Closed eparisis closed 1 year ago
Hi, we don't officially provide conversion scripts because we can't keep up with tools producing each a different format, and some tools like MetaPhlAn nowadays already support the CAMI Bioboxes format. However, we created Bioboxes in the past including conversion scripts that might be helpful at https://github.com/CAMI-challenge/docker_profiling_tools
Example converting Bracken output to the CAMI Bioboxes format: https://github.com/CAMI-challenge/docker_profiling_tools/blob/master/bracken/convert_bracken.py It uses NCBI taxdump files.
I hope this helps.
I am actually trying to implement this for kraken2 as a start but what I do is, convert the kraken2 output into Biom and extract from there the OTU Table (which is also very nice to use in Phyloseq - R). I'm probably going to output workflows from other tools in the same format.

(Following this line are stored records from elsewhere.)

PR #2490, opened 2015-07-16
Copy evmjit.dll to output on windows

arkpar:


CMakeLists.txt
```diff
@@ -409,10 +413,8 @@ if (JSCONSOLE)
 	add_subdirectory(ethconsole)
 endif ()
 
-if (NOT WIN32)
```
chfast: That fails Windows build.

eth/CMakeLists.txt
```diff
@@ -42,7 +42,7 @@ if (JSCONSOLE)
 endif()
 
 if (DEFINED WIN32 AND NOT DEFINED CMAKE_COMPILER_IS_MINGW)
-	eth_copy_dlls("${EXECUTABLE}" MHD_DLLS)
+	eth_copy_dlls("${EXECUTABLE}" MHD_DLLS EVMJIT_DLLS)
```
chfast: It does not work!!

subtly: MSVC isn't CMAKE_COMPILER_IS_MINGW :)

subtly:
Does eth need to be directly linked to evmjit? Or is evmjit header only?  If it's the former... eth doesn't have any linkage to evmjit. What all needs to link evmjit?

arkpar:
evmjit builds as dll on widows (unlike other libraries which build as static). Every executable that links it directly or indirectly needs the dll to run. This build action copies the dll to the exe output dir

eth/CMakeLists.txt
arkpar: @subtly, NOT DEFINED CMAKE_COMPILER_IS_MINGW there, so msvc fits.

chfast: In other parts "compiler match msvc" is used. And it's just simpler.

arkpar: Someone has put it there for a reason and I don't have a mingw setup to test if it works. So I'd prefer not to touch it.

gavofyork:
base? preferably on whizz branch.

debris:
looksgood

Thanks a lot, I will have a look into those scripts you mentioned.
Hi there. I am not sure how to convert my taxonomic profile into the CAMI Bioboxes Format. Suppose I run 2 different tools for taxonomic binning and convert the results into a simple OTU Table. Am I supposed to write a script manually to convert this into CAMI format?
Are there any scripts available to convert basic taxonomic profilers' outputs into CAMI Format?
I really appreciate any help you can provide.